On August 26, 2008, Dean Zelinsky announced the launch of his new company, DBZ Guitars, in partnership with Diamond Amplification owner Jeff Diamant, and Diamant's Texas partner, Terry Martin.

On January 9, 2009, DBZ Guitars' founders announced the official launch of their debut website in order to premier their new electric and acoustic guitar models.

Rumors about Zelinsky leaving the DBZ Guitars company began circulating in January 2012. On February 9, 2012, a lawsuit was filed by DBZ Guitars against Zelinsky for a breach of fiduciary duties.

On April 19, 2012, it was reported that Zelinsky was founding a new company, "Dean Zelinsky Private Label Guitars", further signaling his shift away from the DBZ company.

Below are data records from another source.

PR #346, opened 2023-10-09
Updating the Historical Capture CDK stack definition to use Fetch Migration

kartg:
### Description

This change updates the Historical Capture stack to use the Fetch Migration (i.e. Data Prepper based) Docker image rather than Logstash. Since Fetch Migration is a run-once workflow rather than a service with uptime, the Historical Capture stack now relies on manually kicking off a Fetch Migration task with the ECS cluster instead of spinning up an ECS service in the cluster.

A template Data Prepper pipeline file with safe defaults is included. The Fetch Orchestrator python module now supports reading an "inline" Data Prepper pipeline configuration via the `INLINE_PIPELINE` environment variable. If present, its value is then written out as the Data Prepper pipeline config to be used. This value is expected to be a base64-encoded string.

The commits in this PR also include several permission tweaks in the interest of least-permission security:
* Added a `FetchMigrationTaskExecutionRole` to the Migration Console to allow kicking off the Fetch Migration ECS cluster task
* Added a `fetchMigrationECRAccessSG` security group to enable pulling the Docker image from ECR, since the existing Migration Domain security group disallows all outgoing requests
* Also added CFN outputs that provide export values for use in Copilot commands, and the awscli command to actually kick off the Fetch Migration ECS task
* The CDK uploads the `INLINE_PIPELINE` value to AWS Secrets Manager so it can be imported (via ARN) into the ECS Container when the Fetch Migration task is run.

### Testing
```
(venv) $ python -m coverage run -m unittest
..........................................
Ran 42 tests in 0.067s

OK
(venv) $ python -m coverage report --omit "*/tests/*"
index_operations.py               35      0   100%
metadata_migration.py            123      1    99%
migration_monitor.py              58      0   100%
migration_monitor_params.py        5      0   100%
TOTAL                            277      1    99%

```

### Check List


deployment/cdk/opensearch-service-migration/lib/stack-composer.ts
```diff
@@ -190,19 +190,17 @@ export class StackComposer {
...
-        // state will potentially have both stacks trying to add the same data
+        // TODO: Future work to provide orchestration between historical capture and migration assistance
         if (historicalCaptureEnabled && networkStack) {
             const historicalCaptureStack = new HistoricalCaptureStack(scope, "historicalCaptureStack", {
                 vpc: networkStack.vpc,
-                logstashConfigFilePath: logstashConfigFilePath,
+                dpPipelineTemplatePath: dpPipelineTemplatePath,
                 sourceEndpoint: sourceClusterEndpoint,
-                targetEndpoint: opensearchStack.domainEndpoint,
+                targetEndpoint: process.env.MIGRATION_DOMAIN_ENDPOINT!,
```
lewijacn, line 199: Was not expecting to get the target endpoint like this (do we ever add this to the current CDK environment?), any issue with using `opensearchStack.domainEndpoint` here

deployment/cdk/opensearch-service-migration/lib/stack-composer.ts
```diff
@@ -60,9 +60,9 @@ export class StackComposer {
         const mskARN = getContextForType('mskARN', 'string')
         const mskEnablePublicEndpoints = getContextForType('mskEnablePublicEndpoints', 'boolean')
         const mskBrokerNodeCount = getContextForType('mskBrokerNodeCount', 'number')
-        const sourceClusterEndpoint = getContextForType('sourceClusterEndpoint', 'string')
         const historicalCaptureEnabled = getContextForType('historicalCaptureEnabled', 'boolean')
-        const logstashConfigFilePath = getContextForType('logstashConfigFilePath', 'string')
+        const dpPipelineTemplatePath = getContextForType('dpPipelineTemplatePath', 'string')
```
lewijacn, line 64: Could you update the CDK readme `deployment/cdk/opensearch-service-migration/README.md` to include these new options (and remove the old ones)

FetchMigration/Dockerfile
```diff
@@ -14,5 +16,9 @@ COPY python/*.py .
 # update PATH
 ENV PATH=/root/.local:$PATH
 
+# Write custom DP config
+RUN echo "ssl: false" > $DATA_PREPPER_PATH/config/data-prepper-config.yaml
+RUN echo "metricRegistries: [Prometheus]" >> $DATA_PREPPER_PATH/config/data-prepper-config.yaml
+
 # Include the -u flag to have stdout logged
-ENTRYPOINT python -u ./fetch_orchestrator.py $DATA_PREPPER_PATH $FM_CODE_PATH/input.yaml https://localhost:4900
+ENTRYPOINT python -u ./fetch_orchestrator.py $DATA_PREPPER_PATH $FM_CODE_PATH/input.yaml http://localhost:4900
```
lewijacn, line 24: Do we have a limitation with only using http for data prepper?

deployment/cdk/opensearch-service-migration/lib/historical-capture-stack.ts
```diff
@@ -1,62 +1,97 @@
...
+        // Create DP pipeline config from template file
+        let dpPipelineData: string = readFileSync(props.dpPipelineTemplatePath, 'utf8');
+        dpPipelineData = dpPipelineData.replace("<SOURCE_CLUSTER_HOST>", props.sourceEndpoint);
+        dpPipelineData = dpPipelineData.replace("<TARGET_CLUSTER_HOST>", props.targetEndpoint);
+        // Base64 encode
+        let encodedPipeline = Buffer.from(dpPipelineData).toString("base64");
+
+        // Create secret using Secrets Manager
+        const dpPipelineConfigSecret = new SMSecret(this, "dpPipelineConfigSecret", {
+            secretName: `${historicalCaptureFargateTask.family}-${historicalCaptureContainer.containerName}-pipelineConfig`,
```
lewijacn, line 49: I don't think we have to address this right now (as I believe there are a couple other spots in the IaC as well), but worth calling out that if a user deployed multiple instances of our migration solution in the same region (e.g. if they were migrating multiple target clusters separately) I would expect this name to cause a collision

deployment/cdk/opensearch-service-migration/lib/historical-capture-stack.ts
```diff
@@ -1,62 +1,97 @@
...
-            desiredCount: 1
+        // The Migration Domain SG disallows all outgoing, but this prevents the ECS run task
+        // command from pulling the Docker image from ECR. Thus, create an SG to allow this.
+        // TODO - Limit outbound to only ECR endpoints somehow
+        const fetchMigrationSecurityGroup = new SecurityGroup(this, 'fetchMigrationECRAccessSG', {
+            vpc: ecsCluster.vpc
         });
 
+        // CFN outputs that will be consumed by Copilot
+        new CfnOutput(this, 'FMTaskDefArn', {
```
lewijacn, line 65: Will be glad to rid ourselves of this CfnOutput soon...

deployment/cdk/opensearch-service-migration/lib/historical-capture-stack.ts
```diff
@@ -1,62 +1,97 @@
...
+        new CfnOutput(this, 'FMExecRoleArn', {
+            exportName: 'FetchMigrationExecutionRoleArn',
+            value: historicalCaptureFargateTask.obtainExecutionRole().roleArn,
+            description: 'ARN of the Execution Role for Fetch Migration',
+        });
+        // Documentation - https://docs.aws.amazon.com/cli/latest/reference/ecs/run-task.html#options
+        let networkConfigJson = {
+            "awsvpcConfiguration": {
+                "subnets": ecsCluster.vpc.privateSubnets.map(_ => _.subnetId),
+                "securityGroups": [process.env.MIGRATION_DOMAIN_SG_ID, fetchMigrationSecurityGroup.securityGroupId]
```
lewijacn, line 84: Same as before, surprised you can access the MIGRATION_DOMAIN_SG_ID in this way

deployment/cdk/opensearch-service-migration/lib/historical-capture-stack.ts
```diff
@@ -1,62 +1,97 @@
...
+        historicalCaptureContainer.addSecret("INLINE_PIPELINE", 
+            ECSSecret.fromSecretsManager(dpPipelineConfigSecret)
+        );
 
-        // Create Fargate Service
-        const historicalCaptureFargateService = new FargateService(this, "historicalCaptureFargateService", {
-            cluster: ecsCluster,
-            taskDefinition: historicalCaptureFargateTask,
-            desiredCount: 1
+        // The Migration Domain SG disallows all outgoing, but this prevents the ECS run task
```
lewijacn, line 57: I wasn't aware of this as I haven't had issue with the other docker ECS services. Are you using a public ECR image versus a public docker image, which is the reason this is happening?

deployment/cdk/opensearch-service-migration/lib/historical-capture-stack.ts
```diff
@@ -1,62 +1,97 @@
...
+        // Documentation - https://docs.aws.amazon.com/cli/latest/reference/ecs/run-task.html#options
+        let networkConfigJson = {
+            "awsvpcConfiguration": {
+                "subnets": ecsCluster.vpc.privateSubnets.map(_ => _.subnetId),
+                "securityGroups": [process.env.MIGRATION_DOMAIN_SG_ID, fetchMigrationSecurityGroup.securityGroupId]
+            }
+        }
+        let networkConfigString = JSON.stringify(networkConfigJson)
+        // Output the ECS run task command using template literals
+        let executionCommand = `aws ecs run-task --task-definition ${historicalCaptureFargateTask.taskDefinitionArn}`
```
lewijacn, line 89: Where should this command be run from? I'm trying to put together how this plays with the container you created

deployment/cdk/opensearch-service-migration/lib/stack-composer.ts
kartg: `process.env.` is used to access environment variables so this is accessing the `MIGRATION_DOMAIN_ENDPOINT` variable that is included in the networkStack's export commands. 

I believe i moved away from `opensearchStack.domainEndpoint` because this variable isn't available/populated when no changes are made to the openSearchStack.

The ideal fix here would be to use CFN Output variables. I'll tackle that in a follow up PR.

FetchMigration/Dockerfile
kartg: Not a limitation, but there's no need to use SSL and auth for the Data Prepper endpoint since it is only accessed within the Fetch Migration container for metrics information (and shutdown)

deployment/cdk/opensearch-service-migration/lib/historical-capture-stack.ts
kartg: As noted in the [other comment](https://github.com/opensearch-project/opensearch-migrations/pull/346#discussion_r1355753633), this accesses the exported environment variable. Ideally, we would use CFN outputs for this.

deployment/cdk/opensearch-service-migration/lib/historical-capture-stack.ts
kartg: The Fetch Migration container will host the task that this command launches. The user is expected to run this command on the Migration Console to kick off Fetch Migration.

deployment/cdk/opensearch-service-migration/lib/historical-capture-stack.ts
kartg: The reason this is happening is because the `ecs run task` command is [executed via the Migration Console container](https://github.com/opensearch-project/opensearch-migrations/pull/346#discussion_r1355760947), which has this SG set on it. Kicking off an ECS task [requires outbound access to ECR over the public internet](https://repost.aws/knowledge-center/ecs-unable-to-pull-secrets).

The other ECS services don't run into this issue because their corresponding commands are executed on your developer host (which does not have such an outbound restriction set). Once the container is bootstrapped, this access is not needed.

deployment/cdk/opensearch-service-migration/lib/historical-capture-stack.ts
lewijacn: Ah okay so launching this task won't spin up another container it will use the existing container in the cluster

deployment/cdk/opensearch-service-migration/lib/historical-capture-stack.ts
lewijacn: Good to know, thanks for the info 👍

deployment/cdk/opensearch-service-migration/lib/historical-capture-stack.ts
kartg: That's correct. Note that it will launch a separate task in the historical migration cluster though - there's currently no protection from having multiple tasks performing duplicate work

deployment/cdk/opensearch-service-migration/lib/stack-composer.ts
kartg: > I'd be very surprised if opensearchStack.domainEndpoint wasn't available on every deployment (even with no changes) as I have been testing this way for a while. Happy to see this in action though and get it resolved if that is the case.

@lewijacn you're probably right. I now recall why i made this change, and it doesn't have to do with the CDK stack. Rather, using the environment variable decouples the HistoricalMigration stack from the creation of the `opensearchStack` via the CDK. This way, a user can plug in an existing stack as the target by simply setting the `MIGRATION_DOMAIN_ENDPOINT` environment variable.

If you'd prefer I revert to `opensearchStack.domainEndpoint`, let me know - i'll add a dependence in the surrounding if-condition: https://github.com/kartg/opensearch-migrations/blob/d7c2cb1fff42ad3bb19ea5e5a68fe32e6147ef5d/deployment/cdk/opensearch-service-migration/lib/stack-composer.ts#L194

lewijacn: I wouldn't worry about that too much right now, as this will get overhauled by the Parameter store changes. I was more concerned with the other comments you had, but glad to hear these are not an issue 👍

lewijacn (approved):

At some point between Zelinsky's departure in 2012 and the following NAMM show in 2013, the company was rebranded to DBZ/Diamond. This shift in branding coincided with new headstock designs and models.

By December 2014, the company dropped DBZ from their branding and began going solely by the Diamond moniker.

== Guitars ==
The company has produced a full line of electric and acoustic guitars, throughout its history.

When the company was initially founded, they sold both USA-made models, as well as imports such as their Japanese-made Infinity lineup, and Chinese-made Barchetta and Venom models. This era of manufacturing lasted until at least 2011, when they were still releasing models from "DBZ USA Custom Shop Guitars".

In 2013, the manufacturing of many models was moved to South Korean company World Musical Instrument Co, the same factory where many other manufacturers such as BC Rich, Gretsch, Ibanez, PRS, and Schecter have had guitar models made throughout their history. This short-lived partnership coincided with the transition period between the company rebranding from DBZ to Diamond, resulting in a limited run of headstocks bearing both the DBZ and Diamond branding.

At some point after the rebranding to Diamond, manufacturing was shifted to Indonesia.